The Name’s Bond, Treasury Bond

(Image Source | Wikimedia Commons) Yesterday afternoon, the Federal Reserve did as the financial media and most investor’s expected. They raised the price of borrowing money by raising the discount rate from a range of 50 – 75 basis points to 75 – 100 basis points. Reading between the lines, it looks like the Fed may want to raise the Fed Fund rate 2 more times before the year is out. Since this action was widely expected, the bond market took it in stride and even rallied a bit. But what about the longer term picture? Has the grand bond bull move that started in the early 1980s over? Many argue that indeed it has. We, one the other hand, is less certain.

We do not see evidence that the secular bull market it over yet. We only see evidence that it “could” be over. The chart above shows a trend channel of TLT, the iShares ETF that aims to track the performance of 20+ year to maturity US Treasury Bonds. Notice that the price is well contained in the middle of this trend channel, suggesting the recent fall may simply a pullback in a long term uptrend. Interest rates on longer-term government bonds did not go negative here in the US like they did in Europe, but that does not mean mass hysteria will not strike US Dollar investors.

That does not mean there is no evidence that a top in bond prices, a low in yields is in place. The chart above shows that the short-term uptrend has been broken, at least for the time being. Is this a false breakdown or the real deal. We need a little more time before we determine that. Technical support sits at the $110 level which is about 6% below the current price. At the same time, it looks like price is trying to form a double bottom, but that is only a possibility at this point. We would want to see a strong bounce before entertaining the idea that we have a false breakdown and a tradable bottom at hand.

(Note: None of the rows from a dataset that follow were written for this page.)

PR #1420, opened 2017-10-15
[ja] Stash tokenizer output for speed

polm:
## Description

Before this commit, the Mecab tokenizer had to be called twice when
creating a Doc- once during tokenization and once during tagging. This
creates a JapaneseDoc wrapper class for Doc that stashes the parsed
tokenizer output to remove redundant processing. 

I originally tried doing this without a Doc wrapper class by handling the shared info in the `Japanese.make_doc` function. However, it seems `make_doc` isn't used the way I thought... I expected it to be called in the below code:

    import spacy
    ja = spacy.load('ja')
    doc = ja("日本語だよ")

But it seems it wasn't, and as a result it couldn't handle sharing information between the Tokenizer and Tagger.

Except for adding the one attribute to store Mecab output `JapaneseDoc` is a pass-through class, so I think this is OK, but if there's a better way to do this let me know. While Mecab is relatively fast, it's slow compared to everything else in Doc creation, so avoiding redundant calls would be helpful for high-volume processing (model building etc.).

## Types of changes

- [x] none of the above

## Checklist:

Since this is an implementation detail I don't believe any extra tests are required.

### DIFF
--- a/spacy/ja/__init__.py
+++ b/spacy/ja/__init__.py
@@ -16,12 +16,7 @@ from collections import namedtuple
 
 ShortUnitWord = namedtuple('ShortUnitWord', ['surface', 'base_form', 'part_of_speech'])
 
-class JapaneseDoc(Doc):
-    def __init__(self, detailed_tokens, vocab, words=None, spaces=None, orths_and_spaces=None):
-        super(JapaneseDoc, self).__init__(vocab, words, spaces, orths_and_spaces)
-        # This saves tokenizer output so mecab doesn't have to be called again
-        # when determining POS tags.
-        self.detailed_tokens = detailed_tokens
+DETAILS_KEY = 'mecab_details'
 
 def try_mecab_import():
     """Mecab is required for Japanese support, so check for it.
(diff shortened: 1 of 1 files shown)


honnibal:
Could you put the data in `doc.user_data` instead of creating the extra class?

In spaCy 2 the system for storing extra data on the Doc is much better. See here: https://alpha.spacy.io/usage/processing-pipelines#custom-components-attributes

polm:
OK, it uses `user_data` now; I had assumed that was reserved for use outside spaCy proper.

The spaCy 2 model for custom attributes looks very nice.

honnibal:
You're right that user data is generally reserved for outside-of-spaCy use. I think this usage is okay; it'll definitely get in the way less than having a subclass.

I thought about suggesting a small cache instead, which would randomly drop an item when it becomes full. This might be useful for other components as well. Providing general-purpose caching is very error-prone, though: often the cache function will be "almost correct" (the worst kind of incorrect...). For example, it's normal to want to modify a document (e.g. split/merge tokens) and reapply an earlier analysis. This would be frustrated by a cache if the key isn't sensitive to the right information.

Issue #285, opened 2016-03-10
Streaming Data Memory Growth


ELind77:
I have been using spacy for streaming data (twitter and news stories mostly) and I believe that the fundamental design of the vocab/StringStore in spacy is problematic for streaming processing.  When used for batch jobs the additional memory overhead of storing a new lexeme struct for each new word form encountered in parsing is negligible compared to the speed gains, and because most text conforms to the assumption that vocabulary size grows logarithmically as the total number of tokens grows linearly this is usually a safe bet.  But for streaming text, especially for social media where new terms are invented by the minute (hashtags and URLs in particular) this assumption no longer holds and the spacy vocabulary storage represents a dynamic element in what should be a completely static production deployment.   

In order to test this assumption, I took one million tweets and performed a rudimentary analysis using the resources module in python to get the maximum memory used by the program at regular intervals during processing.  I first performed some minor preprocessing to remove newlines from the data so that it could be read line by line so that it wouldn't all be kept in memory, then I ran spacy with all models set to false, only the tokenizer loaded.  I then did the same thing again after removing all URLs, hashtags, and twitter mentions from the data , and then filtering all empty strings (this resulted in a 1.4% data loss in terms of total tweets processed but that's fairly minor).  

The final result was that spacy used an additional 278.6 MB after tokenizing the raw tweets and 60.99 MB of additional memory when tokenizing the pre-processed tweets.  This result confirms my hypothesis but also shows that the memory increase really isn't all that significant (especially at the relatively low volume that I am currently processing).  But it still points to a potential flaw in the design of the library.   

My suggestion/request in the near term would be to have an option to make the vocabulary read only so that users who want to be able to leave spacy alone to do streaming data processing don't need to worry about changing memory requirements.  In the long term, I think that an optimal solution would be to add some functionality for a timeout on vocabulary entries that aren't loaded at initialization.  E.g. if this lexeme hasn't been accessed for the last _n_ seconds, delete it from the StringStore.  And _n_ would be user configurable. 

My code and results are available here: https://github.com/ELind77/spacy_memory_growth 

Thanks again for continuing to develop such a great library! 

-- Eric

honnibal:
I really need to fix this issue. Thanks.

syllog1sm:
I think this patch from a few weeks ago might have fixed this. Unfortunately the patch wasn't pushed to master --- I've only just merged it now.

[...]

PR #1424, opened 2017-10-16
💫 Fix streaming data memory growth (!!)

honnibal:
This patch follows through on the changes to the StringStore introduced in v2, and fixes by far the longest open bug: #285 Streaming Data Memory Growth

The solution implemented allows a weakref to be created on `Doc` objects, so that we can figure out when it's safe to flush out old strings. A rolling buffer is created using two StringStore objects. One StringStore contains the set of original strings and strings from recent documents. The other string store is the one current on the Vocab object. The only difference between the two `StringStore` objects are in strings created by increasingly old documents. Once we figure out that all of those old documents have passed out of scope and been reference counted, we figure it's safe to flush the obsolete strings.

This logic is only applied in the `Language.pipe()` method, and requires no API changes. However, it does require breaking the former 2-cycle between the `Doc` and `Token` objects, that had been created by caching the `Token` instances within the `Doc`. I think breaking this cycle is a Good Thing, independent of the `StringStore` changes. We don't need to cache those objects --- almost nothing is done in `Token.__init__`, so there should be no problem with recreating the object. If we like, we could use a weakref on `Token`, but it's simpler to just not cache.

The resolution was checked with this script, to verify the string store does not grow as data streams through:

```python
import spacy
import numpy.random

def generate_strings():
    while True:
        yield str(numpy.random.random())

def main():
    nlp = spacy.blank('xx')
    nlp.tokenizer.infix_finditer = None
    for i, doc in enumerate(nlp.pipe(generate_strings())):
        if not i % 1000:
            print(i, len(nlp.vocab.strings))

if __name__ == '__main__':
    main()
```

## Checklist:

### DIFF
--- a/spacy/language.py
+++ b/spacy/language.py
@@ -526,7 +526,7 @@ class Language(object):
             for word in doc:
                 recent_strings.add(word.text)
             recent_refs.add(doc)
-            if nr_seen < 1000:
+            if nr_seen < 10000:
                 old_refs.add(doc)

The chart above compares the price of 10-Year US Treasury Futures prices to open interest on the T-Note Futures contract by investor type. As the reader can see, speculators and individual investors are short bond Futures while commercials (i.e banks) are holding historically large long positions. Speculators tend to follow trends and seem to take extreme positions just when the larger trend is about to change. This tells us that we should see a tradable bottom soon. Large short positions are not isolated to the 10-year T-Bond Futures. The same phenomenon exists across the maturity curve. Given the size of the short positions, we might see a relatively large move that catches the shorts by surprise.

When we see a set-up like this, we often foresee a number of potential catalysts that could cause a change in trend. So we ask ourselves, what might cause a flight to safety? A bear market in stocks? Possible, but we only see a correction in a larger trend at this time? A fall in the price inflation indexes. This is a possibility, particularly now that oil prices seem to be moving lower. Maybe all it will take is for investors to believe that the Fed is serious about keeping inflation below 2% to begin a short covering rally.